Start of Task inputs
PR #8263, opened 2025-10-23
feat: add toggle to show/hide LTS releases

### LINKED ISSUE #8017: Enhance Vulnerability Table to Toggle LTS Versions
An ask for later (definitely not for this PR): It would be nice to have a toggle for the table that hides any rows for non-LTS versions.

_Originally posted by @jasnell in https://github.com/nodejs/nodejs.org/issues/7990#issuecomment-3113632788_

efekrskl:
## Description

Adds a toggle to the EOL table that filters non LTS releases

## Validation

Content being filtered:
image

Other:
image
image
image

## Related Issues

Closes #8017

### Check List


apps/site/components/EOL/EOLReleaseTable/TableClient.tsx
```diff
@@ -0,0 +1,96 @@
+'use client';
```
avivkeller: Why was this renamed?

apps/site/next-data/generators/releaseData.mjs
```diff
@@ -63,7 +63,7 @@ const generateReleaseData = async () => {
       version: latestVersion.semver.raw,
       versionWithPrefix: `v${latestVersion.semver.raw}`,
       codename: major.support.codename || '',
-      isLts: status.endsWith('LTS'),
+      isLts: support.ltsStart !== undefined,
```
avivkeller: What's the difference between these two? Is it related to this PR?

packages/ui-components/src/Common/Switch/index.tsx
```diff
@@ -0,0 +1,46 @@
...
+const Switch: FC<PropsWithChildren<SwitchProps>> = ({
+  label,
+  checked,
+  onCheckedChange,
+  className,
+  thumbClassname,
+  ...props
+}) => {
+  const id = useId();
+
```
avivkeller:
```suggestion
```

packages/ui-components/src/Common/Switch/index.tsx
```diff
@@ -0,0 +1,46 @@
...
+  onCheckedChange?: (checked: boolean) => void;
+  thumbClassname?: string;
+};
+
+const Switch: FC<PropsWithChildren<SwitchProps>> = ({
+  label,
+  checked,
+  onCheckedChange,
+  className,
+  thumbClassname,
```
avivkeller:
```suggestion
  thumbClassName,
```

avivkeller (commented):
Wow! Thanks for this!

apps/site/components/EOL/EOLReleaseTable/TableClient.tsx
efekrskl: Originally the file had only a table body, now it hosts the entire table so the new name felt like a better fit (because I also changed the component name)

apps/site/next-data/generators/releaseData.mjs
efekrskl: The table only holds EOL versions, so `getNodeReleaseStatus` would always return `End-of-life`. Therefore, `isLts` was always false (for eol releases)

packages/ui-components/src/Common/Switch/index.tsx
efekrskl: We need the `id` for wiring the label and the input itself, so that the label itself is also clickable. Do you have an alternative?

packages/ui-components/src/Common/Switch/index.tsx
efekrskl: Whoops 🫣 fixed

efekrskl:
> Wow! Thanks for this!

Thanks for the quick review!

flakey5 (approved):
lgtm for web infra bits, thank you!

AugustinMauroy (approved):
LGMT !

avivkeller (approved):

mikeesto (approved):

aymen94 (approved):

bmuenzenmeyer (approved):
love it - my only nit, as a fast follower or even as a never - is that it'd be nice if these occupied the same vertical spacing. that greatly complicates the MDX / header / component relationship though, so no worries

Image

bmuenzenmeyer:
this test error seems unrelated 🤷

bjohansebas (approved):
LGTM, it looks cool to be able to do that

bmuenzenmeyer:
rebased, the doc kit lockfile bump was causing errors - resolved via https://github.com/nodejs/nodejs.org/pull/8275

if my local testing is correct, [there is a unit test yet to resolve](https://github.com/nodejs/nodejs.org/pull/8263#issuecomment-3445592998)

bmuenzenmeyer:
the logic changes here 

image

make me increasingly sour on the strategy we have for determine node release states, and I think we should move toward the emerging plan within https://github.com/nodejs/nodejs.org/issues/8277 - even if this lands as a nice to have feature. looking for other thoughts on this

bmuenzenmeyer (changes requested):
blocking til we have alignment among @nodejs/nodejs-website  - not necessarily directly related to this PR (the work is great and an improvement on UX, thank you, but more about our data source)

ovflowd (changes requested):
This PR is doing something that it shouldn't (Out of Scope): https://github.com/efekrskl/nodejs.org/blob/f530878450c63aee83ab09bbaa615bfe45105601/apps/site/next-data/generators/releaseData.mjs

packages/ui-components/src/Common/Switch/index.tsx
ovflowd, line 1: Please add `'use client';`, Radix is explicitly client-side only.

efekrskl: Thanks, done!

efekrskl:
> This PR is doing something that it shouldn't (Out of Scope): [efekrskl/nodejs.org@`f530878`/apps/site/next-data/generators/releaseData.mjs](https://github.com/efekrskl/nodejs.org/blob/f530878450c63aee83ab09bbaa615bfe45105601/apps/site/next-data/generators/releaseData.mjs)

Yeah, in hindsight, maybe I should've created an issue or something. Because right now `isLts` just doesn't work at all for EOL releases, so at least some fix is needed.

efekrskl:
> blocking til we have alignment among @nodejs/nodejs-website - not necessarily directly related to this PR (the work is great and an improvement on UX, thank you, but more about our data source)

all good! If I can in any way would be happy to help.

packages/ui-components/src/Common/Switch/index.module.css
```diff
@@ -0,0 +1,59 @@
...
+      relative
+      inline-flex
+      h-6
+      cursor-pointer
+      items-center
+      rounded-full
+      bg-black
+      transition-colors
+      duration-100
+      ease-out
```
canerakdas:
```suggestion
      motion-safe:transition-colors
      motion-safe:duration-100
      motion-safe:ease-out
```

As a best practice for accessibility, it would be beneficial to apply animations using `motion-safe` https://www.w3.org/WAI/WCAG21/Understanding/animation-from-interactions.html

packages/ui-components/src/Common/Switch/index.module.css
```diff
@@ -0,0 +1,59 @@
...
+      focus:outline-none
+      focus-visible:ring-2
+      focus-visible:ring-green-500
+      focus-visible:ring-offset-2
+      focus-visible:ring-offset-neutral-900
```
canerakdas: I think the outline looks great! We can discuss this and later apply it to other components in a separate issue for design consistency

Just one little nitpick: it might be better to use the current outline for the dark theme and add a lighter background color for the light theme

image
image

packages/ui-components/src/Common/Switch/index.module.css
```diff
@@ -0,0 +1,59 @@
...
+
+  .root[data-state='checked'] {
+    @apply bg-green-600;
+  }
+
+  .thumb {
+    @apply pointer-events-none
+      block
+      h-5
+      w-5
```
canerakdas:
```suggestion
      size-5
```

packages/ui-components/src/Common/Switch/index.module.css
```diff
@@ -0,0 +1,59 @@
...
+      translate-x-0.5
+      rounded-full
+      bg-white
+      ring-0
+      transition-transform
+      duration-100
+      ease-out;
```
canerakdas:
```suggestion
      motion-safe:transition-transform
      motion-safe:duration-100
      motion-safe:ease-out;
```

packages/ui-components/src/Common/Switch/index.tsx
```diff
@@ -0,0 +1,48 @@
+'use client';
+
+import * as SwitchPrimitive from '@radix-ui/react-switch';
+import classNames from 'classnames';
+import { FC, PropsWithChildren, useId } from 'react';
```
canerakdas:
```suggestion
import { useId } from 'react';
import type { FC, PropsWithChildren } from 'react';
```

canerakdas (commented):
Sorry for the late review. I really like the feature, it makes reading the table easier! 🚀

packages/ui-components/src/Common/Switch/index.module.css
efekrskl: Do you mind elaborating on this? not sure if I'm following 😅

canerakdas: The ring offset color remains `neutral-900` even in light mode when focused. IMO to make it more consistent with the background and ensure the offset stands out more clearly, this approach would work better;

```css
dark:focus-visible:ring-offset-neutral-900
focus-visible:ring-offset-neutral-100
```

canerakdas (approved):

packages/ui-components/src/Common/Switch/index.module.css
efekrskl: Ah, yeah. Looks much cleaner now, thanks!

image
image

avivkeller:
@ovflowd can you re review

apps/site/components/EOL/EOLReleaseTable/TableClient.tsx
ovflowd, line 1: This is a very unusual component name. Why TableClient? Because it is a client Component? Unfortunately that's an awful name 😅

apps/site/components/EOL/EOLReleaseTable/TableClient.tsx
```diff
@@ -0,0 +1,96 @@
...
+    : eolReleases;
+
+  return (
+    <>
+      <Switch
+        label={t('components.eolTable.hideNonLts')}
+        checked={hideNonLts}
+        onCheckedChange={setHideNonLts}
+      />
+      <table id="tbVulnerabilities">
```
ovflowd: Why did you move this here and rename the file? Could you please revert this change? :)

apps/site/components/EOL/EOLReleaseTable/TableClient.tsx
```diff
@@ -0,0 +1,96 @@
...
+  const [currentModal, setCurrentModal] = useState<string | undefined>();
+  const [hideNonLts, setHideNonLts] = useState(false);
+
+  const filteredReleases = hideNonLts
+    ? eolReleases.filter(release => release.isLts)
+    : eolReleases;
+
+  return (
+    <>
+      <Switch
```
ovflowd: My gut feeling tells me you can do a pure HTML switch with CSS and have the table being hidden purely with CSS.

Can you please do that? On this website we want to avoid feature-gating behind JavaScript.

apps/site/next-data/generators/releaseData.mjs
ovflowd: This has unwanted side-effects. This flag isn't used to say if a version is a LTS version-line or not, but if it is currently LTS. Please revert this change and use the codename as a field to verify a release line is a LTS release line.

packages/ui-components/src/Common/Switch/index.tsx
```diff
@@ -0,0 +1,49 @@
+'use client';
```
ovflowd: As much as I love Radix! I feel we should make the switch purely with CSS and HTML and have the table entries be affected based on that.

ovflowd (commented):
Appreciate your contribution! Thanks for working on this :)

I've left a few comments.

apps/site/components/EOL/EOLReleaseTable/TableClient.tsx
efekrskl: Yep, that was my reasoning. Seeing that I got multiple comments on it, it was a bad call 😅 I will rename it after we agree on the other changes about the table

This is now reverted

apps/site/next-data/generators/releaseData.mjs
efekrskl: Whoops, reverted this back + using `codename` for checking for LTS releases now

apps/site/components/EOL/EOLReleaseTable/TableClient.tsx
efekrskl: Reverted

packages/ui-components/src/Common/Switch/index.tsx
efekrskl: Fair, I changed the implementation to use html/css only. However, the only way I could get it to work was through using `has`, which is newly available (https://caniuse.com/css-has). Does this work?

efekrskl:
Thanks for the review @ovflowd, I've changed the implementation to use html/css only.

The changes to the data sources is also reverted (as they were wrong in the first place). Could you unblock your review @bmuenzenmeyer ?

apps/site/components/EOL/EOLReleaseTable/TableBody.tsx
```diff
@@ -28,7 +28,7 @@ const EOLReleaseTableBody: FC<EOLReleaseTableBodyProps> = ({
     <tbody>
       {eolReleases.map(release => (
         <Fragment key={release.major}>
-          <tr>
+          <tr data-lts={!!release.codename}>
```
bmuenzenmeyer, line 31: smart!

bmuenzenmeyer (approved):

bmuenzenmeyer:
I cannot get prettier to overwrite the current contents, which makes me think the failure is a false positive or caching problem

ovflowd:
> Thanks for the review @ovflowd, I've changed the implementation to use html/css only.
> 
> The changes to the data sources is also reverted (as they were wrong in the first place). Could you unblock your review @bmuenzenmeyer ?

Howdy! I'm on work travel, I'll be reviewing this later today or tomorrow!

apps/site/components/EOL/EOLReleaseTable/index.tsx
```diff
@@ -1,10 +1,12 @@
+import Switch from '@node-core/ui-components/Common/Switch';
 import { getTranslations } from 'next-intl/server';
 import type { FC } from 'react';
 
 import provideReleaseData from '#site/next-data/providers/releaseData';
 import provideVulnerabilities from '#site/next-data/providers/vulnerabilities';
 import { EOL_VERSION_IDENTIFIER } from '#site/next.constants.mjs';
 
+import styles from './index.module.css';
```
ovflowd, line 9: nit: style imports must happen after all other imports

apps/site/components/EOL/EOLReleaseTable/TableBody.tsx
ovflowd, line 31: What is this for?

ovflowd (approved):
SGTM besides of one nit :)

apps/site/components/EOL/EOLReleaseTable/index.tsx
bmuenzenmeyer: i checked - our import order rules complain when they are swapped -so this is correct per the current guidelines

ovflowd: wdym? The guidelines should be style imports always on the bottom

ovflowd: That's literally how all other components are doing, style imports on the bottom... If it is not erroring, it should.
End of Task inputs
- [Activity] Check each line of the data above, and please copy the ones in which the string "directly" occurs.

- [The completed task]
blocking til we have alignment among @nodejs/nodejs-website  - not necessarily directly related to this PR (the work is great and an improvement on UX, thank you, but more about our data source)
> blocking til we have alignment among @nodejs/nodejs-website - not necessarily directly related to this PR (the work is great and an improvement on UX, thank you, but more about our data source)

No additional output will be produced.